Holland House by architect H.P. Berlage, circa 1916
For De Harscamp farm on the Veluwe, Berlage designs a new main building, chicken coops and a pigsty. He also works on the development of a model farm for another estate, De Schipborg near Anloo in Drenthe.
Farm 'De Schipborg' near Anloo (Drenthe), architect H.P. Berlage, circa 1917
Groot Haesebroek and Saint Hubertus
After the plans for Helene’s museum house on the 'Ellenwoude' estate come to a standstill, the Kröllers acquire Villa Groot Haesebroek in Wassenaar in 1915. Helene has had enough of the richly ornamented Huize ten Vijver and wants a more modern and austere home. Berlage produces a design for the renovation of the villa and also for the adjacent hunting house ‘Wildrust’, which is given a new function as living quarters for Sam. In late 1915, Berlage is commissioned to design a monumental country house where Anton can receive his guests: Saint Hubertus Hunting Lodge.
Villa Groot Haesebroek in Wassenaar by H.P. Berlage, 1916-17
On the advice of Bremmer, Bart van der Leck also joins the Buildings Department in 1914. Helene and Bremmer see the artist as a great innovator and want to give him all the space he needs. Among other things, he designs the monumental stained-glass window ‘Mijnbouw’ (Mining Industry) for the entrance hall of the company’s headquarters, a poster for the Batavier Line, tile decorations and advertising material for De Schipborg farm. He also carries out private commissions for the Kröllers. He provides colour advice for their residences and designs the typography for Helene’s collection folders with reproductions of artworks. When his colour advice is rejected by Berlage in 1916, he terminates his contract.
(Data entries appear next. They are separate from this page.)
PR #340, opened 2021-12-23
fix(postgres) Only pass options params when set

garrensmith:
Only pass the options field through to postgres when it
has been set.

This fixes https://github.com/prisma/prisma/issues/10841


tomhoule (approved):
better!

tomhoule:
approved

PR #135, opened 2015-05-19
adds omniauth-cas

### LINKED ISSUE #109: Authentication via Omniauth CAS
Think about CAS omniauth as the best option for PUL. @eliotjordan had some good suggestions on how to do this https://github.com/pulibrary/pul-store/issues/326. This will be available to any PU user with an official net id.

eliotjordan:
closes #109


kevinreiss:
@eliotjordan I think this looks good as a first pass.

PR #139, opened 2015-05-21
BL 5.13.1, index and browse rake tasks

### LINKED ISSUE #128: index:seed task for specs
Store MARCXML in a fixture that gets indexed into the test Solr instance. This will depend on Orangeindex (our instance of traject), and so we'll need to start tagging versions Orangeindex to manage updates/versions.

This data should only be used to help w/ integration tests (feature specs). Relevancy tests should be in the Orangeindex repo.

### LINKED ISSUE #129: Stream the browse list record processing
To avoid the need to load millions of records into memory.
Call numbers can be in CSV format
Subjects and Authors need to be json, but can be streamed with this gem: https://github.com/brianmario/yajl-ruby

### LINKED ISSUE #136: remove migration dependency from browse list seed
Omniauth adds more migrations. See #109

tampakis:
added index and browse list rake tasks

put getdir in string_functions library

Closes #128, closes #129, closes #136.


kevinreiss:
Looks good. :ok_hand:

PR #149, opened 2015-06-16
pulls librarian view from bibdata service

tampakis:
Pulls marc record for librarian view from bibdata service. This will allow us remove the raw marcxml from our Solr index.


jpstroop:
You're going to hate me ( :stuck_out_tongue_closed_eyes: ), but I think you should probably add a test to make sure this works; seems like something that could get broken in a upgrade pretty easily.

tampakis:
done

PR #156, opened 2015-07-09
Add fonts

tampakis:
Match library footer

Adjust spacing and font sizes for facets

Add main catalog to header

Make search text for search button visible to screen readers only

Move search constraints and did you mean to top of results

Consistent cross-browser select styles for search box


jpstroop:
Is it just me or is this a lot to be sending over the wire? Is this typical these days, @kevinreiss ?

kevinreiss:
@jpstroop We were having a lot of cross browser issues with web fonts so we
switched to this approach where all the font files are included.

jpstroop:
OK. Seems like sending fonts is expensive no matter what:

http://www.webpagetest.org/result/150709_GX_18KS/1/details/

kevinreiss:
Yes, it isn't good, especially on 3G. I think we can possibly do more with compression. On library.princeton.edu they are served from varnish when on port 80 and get an indefinite cache header which does help some.

kevinreiss:
Or we could get serious and use something like https://typekit.com/.

PR #172, opened 2015-07-28
Add basic integration with umlaut.

kevinreiss:
@tampakis don't merge yet. Let's discuss how or if we want to do integration tests for the umlaut responses. This will embed full-text links where appropriate and add a holdings display for every record. We should think of the placeholder we want while results load in the holdings area. Perhaps some representation of the known holding locations for the record.

### DIFF
--- a/Gemfile.lock
+++ b/Gemfile.lock
@@ -47,7 +47,7 @@ GEM
       activerecord (>= 3.0)
     addressable (2.3.8)
     arel (6.0.2)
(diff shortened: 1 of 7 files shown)


jpstroop:
:+1:

kevinreiss:
@tampakis I think this is good to go for the demo now.

tampakis:
:+1: We'll come up with appropriate feature tests after seeing Umlaut a bit in action.

PR #176, opened 2015-08-04
Tooltips and other UI enhancements

axamei:
Add new fixtures and facets view

Make default cover larger

Add tooltip for subject search and browse

Add tooltips to related names and change request_spec to reflect new tooltip attributes

Update request spec

Add tooltip to holding info call number browse


tampakis:
:+1:

PR #199, opened 2015-08-14
spellchecks suggests search phrase instead of individual words

tampakis:
- Allows records to be retrieved when bibdata (which pulls in the live Marc data) goes down.
 - Fixes bug in Blacklight spelling suggestions feature, which returns a funky hash when using Solr 5. Submitted PR to Blacklight (https://github.com/projectblacklight/blacklight/pull/1235) so we won't have to override the Gem.
 - Using the collate feature which suggests a new search phrase rather than spelling suggestions for individual words.


kevinreiss:
:+1:

Issue #160, opened 2015-07-14
Improve facet/filter query performance


tampakis:
It takes about 7 seconds for the main catalog page to render. 6 of those 7 seconds are spent populating the facets. They should be caching on the filter cache, but enabling that didn't really improve performance.
[hints for better utilizing cache](http://solr.pl/en/2011/02/07/optimization-filter-cache/)
[new filter query feature in Solr 5.2](http://yonik.com/solr/query-syntax/#FilterQuery)

tampakis:
Information about performance with different facet caches on slide 34: http://www.slideshare.net/lucenerevolution/seeley-solr-facetseurocon2011

PR #203, opened 2015-08-17
only request access and format facet in solr on homepage

tampakis:
Only the format and access_facets will render and make a request to solr on the homepage to improve Solr performance. Advances #160.


kevinreiss:
:+1: Good move on this one.

tampakis:
Coverage is up now.

PR #237, opened 2015-09-02
Remove view profile link, disable account edit, link to CAS directly …

### LINKED ISSUE #171: CAS Authenticated Users and Passwords
We should set up the user profile page to not allow users signed in with SSO to set or change the password fields. We should just reserve that for guest users. @tampakis @axapu Any objections to this proposed change?

axapu:
…via my account closes #171 

Fix white space issue with Firefox trailing letters


tampakis:
:+1:

PR #242, opened 2015-09-10
provide links to other versions of bib record

### LINKED ISSUE #217: Add links to other versions based on Voyager config
See here: https://github.com/pulibrary/orangeindex/blob/development/voyagersamplecfg/newdisplay12.cfg#L139-L151

and here:

https://github.com/pulibrary/orangeindex/blob/development/voyagersamplecfg/newdisplay12.cfg#L288-L289

The ones that contain 'BBID' should be pretty straight forward. E.g., given `3500 BBID787W` use the bib id in `787|w` to build a link.

The others, like `020Z020A` are trickier, because there's no guarantee that we have a that title, and hitting a service to check at index time would _really_ slow things down. We should probably try to find a way to rely on Umlaut for those. I assume that in `020Z020A`, z before a is an order of preference?

We'll also need to find a way to get the ISBN from, e.g. "9780691134970 (hardcover : alk. paper)" if we haven't already. I'm sure it won't be as easy as tokenizing on the first whitespace in the string, but that might be a place to start.

tampakis:
Closes #217 
@marvinmarvinb - Other versions of the bib record are now linked across OCLC, ISBN, and ISSN numbers. See attached image.
other_versions


jpstroop:
:+1: Will merge when Travis is :green_heart:

PR #243, opened 2015-09-10
redirect to bib record from lccn, isbn, issn, oclc num

### LINKED ISSUE #224: Alternative routes for standard numbers
e.g. 

`/catalog/oclc/12345` should `301` to `/catalog/whatever` similar for ISBN, LCCN.

tampakis:
Closes #224. Visiting `/catalog/oclc/12345` will redirect to a bib matching the oclc number if a match is found. Otherwise it will redirect to a keyword search. The standard numbers are normalized for the search.

Note: A full reindex is required for this feature and the "other versions" feature to work.


jpstroop:
Maybe a full reindex over the weekend? Or should you do it sooner so that we know everything is working for LISSC?

PR #3427, opened 2023-02-21
Add diagrams of the requests architecture

sandbergja:


kevinreiss (commented):
These look great. Some of the business logic related to the services requestable items are elibiglbe for is currently in the Requests::Router class that is class by the request object in this method: https://github.com/pulibrary/orangelight/blob/main/app/models/requests/request.rb#L88. This is the only place the router is called, probably with some refactoring we could get rid of this class. It's currently an awkward because this class basically exists to alter the state of the requestable objects themselves. It's probably something we could handle a different way with re-factoring.

kevinreiss (approved):

Issue #3428, opened 2023-02-21
Stackmap specs are failing


sandbergja:
See https://app.circleci.com/pipelines/github/pulibrary/orangelight/3408/workflows/ac3be612-3726-4777-af3b-c71ec95932ba/jobs/9039 for an example failure.

sandbergja:
I was able to reproduce this test failure locally, and can also recreate it in the UI on catalog-staging when the Firestone Locator FlipFlop is turned off.  Is this an issue with the vendor's JS?  If so, should we mark the specs as pending?

maxkadel:
@sandbergja I think marking the specs as pending makes sense. Maybe we can also let them know their JS is broken?

sandbergja:
We are waiting on the vendor to let us know when these javascripts are ready.

Once their js works, our tests will inform us that we need to remove the pending line.

rladdusaw:
Take pending off of tests. Update language to match new button.

PR #3429, opened 2023-02-22
Mark stackmap vendor dependent tests pending

maxkadel:
Connected to #3428


kevinreiss (approved):

kevinreiss:
The vendor is supposed to be making adjustments on the scripts, I suspect they are changing the live scripts they sent to us.

PR #3434, opened 2023-02-27
One vendor-reliant test no longer pending

maxkadel:
- the fa-map-marker is now aria-hidden
- The two tests in spec/system/stackmap_spec.rb are still pending


sandbergja (approved):
🦄

PR #3486, opened 2023-04-03
Render component/partial names as HTML comments in development environment

sandbergja:
closes https://github.com/pulibrary/orangelight/pull/3486

See https://blog.saeloun.com/2020/05/11/rails-support-annotates-html-output-with-template-file-names


christinach (approved):
Thanks @sandbergja 🍄

PR #3489, opened 2023-04-03
Allow components to be specified in index field config

### LINKED ISSUE #3488: Specifying a component for an index field in the catalog controller has no effect
### Expected behavior
As a developer, if I do the following in the Catalog Controller, the search results page should use the `ExampleComponent` to render the Published/Created field.

```
config.add_index_field 'pub_created_display', label: 'Published/Created', component: ExampleComponent
```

He wants more artistic freedom.
Bart van der Leck: Design for collection folders, 1915 / Color design for the art room in Groot Haesebroek, 1916-17 / Postcards 'De Schipborg', 1922 / Mining industry (stained glass), 1914-15 / Poster Batavier line, 1916 / Postcards 'De Schipborg', 1922
Monuments on the Veluwe
In 1915, Helene asks Joseph Mendes da Costa, whom she regards as the greatest sculptor of his time, to make a statue of the South-African general Christiaan de Wet. She has great respect for the men who fought to the bitter end for their country in the Second Boer War (1899-1902). Monument Christiaan de Wet is placed in ‘the Otterlo sand that most closely resembles some parts of South Africa’. She also asks Mendes da Costa to make a monument for Marthinus Steyn, another Boer leader and a close acquaintance of the Kröllers. With these commissions, Helene lays the foundations for her landscape park on the Veluwe as a ‘permanent monument where nature and art are singularly united’.
Monument Christiaan de Wet in 'the Otterlo sand' by Joseph Mendes da Costa, 1915-1922
First catalogue of the collection
Helene has been making an inventory of her collection for some time. Four years earlier she writes to Sam of her hope ‘that it will be realized and I will just have to open my book to know every detail’. On 1 April 1917 the first official painting catalogue is complete. In it, Bremmer provides an alphabetical overview of the collection, which at that time consists of 408 works.